Memcached: Simpler and optimized solely for quick key-value retrieval without persistence.
Cache writing/updating strategies < - > Scenarios
When to Use Cache-Aside: Best for read-heavy applications where caching only data that is actually read reduces unnecessary cache writes.
When to Use Write-Through: Ideal for write-heavy applications or where data consistency is critical, as every update is immediately reflected in both the cache and the source.
Trade-Offs: Lazy loading (cache-aside) can lead to stale data if the underlying data changes, while write-through can incur higher latency per write.
Cache Sharding
Data Distribution: Sharding splits the data across multiple nodes (using techniques like consistent hashing) to handle large datasets and balance load.
Challenges: Re-sharding when nodes are added or removed can be complex, and uneven access patterns (e.g., “celebrity” data) can overload certain shards.
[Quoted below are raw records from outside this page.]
PR #483, opened 2019-04-18
CI: Use 2.6.3, drop 2.4.6 (Rails 6 requires 2.5.0+)

### LINKED ISSUE #484: CI: Your version of PostgreSQL (90224) is too old.
Tests currently fail in Travis with an error message describing the problem:

> Your version of PostgreSQL (90224) is too old. Active Record supports PostgreSQL >= 9.3.

https://travis-ci.org/composite-primary-keys/composite_primary_keys/jobs/521793125#L539

olleolleolle:
This PR updates the CI configuration on the `master` branch:

- use Ruby 2.6.3 in the matrix
- use PostgreSQL 9.4 - Fixes #484 
- remove Ruby 2.4.6 from the matrix - Rails 6 requires at least Ruby 2.5.0, and we're fixed on that version
- remove the no-longer-used Travis setting `sudo: false`. See [more at the Travis blog](https://blog.travis-ci.com/2018-11-19-required-linux-infrastructure-migration).

This makes the build 💚 green.

### DIFF
--- a/.travis.yml
+++ b/.travis.yml
@@ -3,12 +3,12 @@ bundler_args: --without "oracle sqlserver"
 
 before_script:
   - cp test/connections/databases.ci.yml test/connections/databases.yml
-  - rake mysql:build_database postgresql:build_database sqlite:build_database
+  - bundle exec rake mysql:build_database postgresql:build_database sqlite:build_database
 
 script:
-  - "rake postgresql:test"
-  - "rake sqlite:test"
-  - "rake mysql:test"
+  - "bundle exec rake postgresql:test"
+  - "bundle exec rake sqlite:test"
+  - "bundle exec rake mysql:test"
 
 env:
   global:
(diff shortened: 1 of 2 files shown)


.travis.yml
```diff
@@ -11,7 +11,6 @@ script:
   - "rake mysql:test"
 
 rvm:
-  - 2.4.6
```
codeodor: Shouldn't we keep this for testing versions of CPK that are still valid but not on Rails 6 yet?

olleolleolle: Before I go any further with that, I'd like to focus on this section, in the very first part of the gem:

```ruby
unless defined?(ActiveRecord)
  require 'rubygems'
  gem 'activerecord', '6.0.0.beta3'
  require 'active_record'
end
```

codeodor: Sorry, I didn't realize `master` was already on 6+.  Never mind then!

cfis:
Thanks!

PR #489, opened 2019-07-02
Fix compatibility with AR 5.1.6+ re: optimistic locking

### LINKED ISSUE #447: active_record/locking/optimistic.rb doesn't have 'increment_lock' method
ActiveRecord 5.2 doesn't have increment_lock method, so maybe an error occurred in optimistic.rb.

```(ruby)
module ActiveRecord
  module Locking
    module Optimistic
      def _update_record(attribute_names = self.attribute_names)
        return super unless locking_enabled?
        return 0 if attribute_names.empty?

        begin
          lock_col = self.class.locking_column
          previous_lock_value = read_attribute_before_type_cast(lock_col)
          increment_lock
          attribute_names.push(lock_col)
          relation = self.class.unscoped

  ...
```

How does TTL help improve Write Back Strategy
Purpose: TTL ensures that cached data expires after a set period, which helps prevent the cache from becoming stale.
Improving Write-Back Strategy: By expiring old data automatically, TTL minimizes the risk of serving outdated information and helps manage cache churn effectively.
What is Redis and what are its main properties?
Core Characteristics: Redis is an in-memory key-value store designed for speed, supporting various data types including strings, hashes, lists, sets, and sorted sets. It is written in C and utilizes a single-threaded, non-blocking I/O model to achieve high performance.
Persistence Options: Although primarily in-memory, Redis can periodically write its state to disk (checkpointing) to enable recovery with minimal data loss.
Advanced Features: Atomic operations (e.g., increment/decrement), pub/sub messaging, and support for complex data structures make Redis versatile for many applications.
Redis use cases?
Session Storage: Ideal for maintaining user sessions in web applications due to its speed and in-memory data model.
Caching Dynamic Content: Frequently used to cache API responses, HTML pages, or any data that benefits from rapid access.
Real-Time Applications: Suitable for leaderboards, real-time analytics, and logging, where rapid updates and reads are crucial.
Temporary Data Storage: Effective for storing ephemeral data, temporary records, or any dataset where persistence is not the highest priority.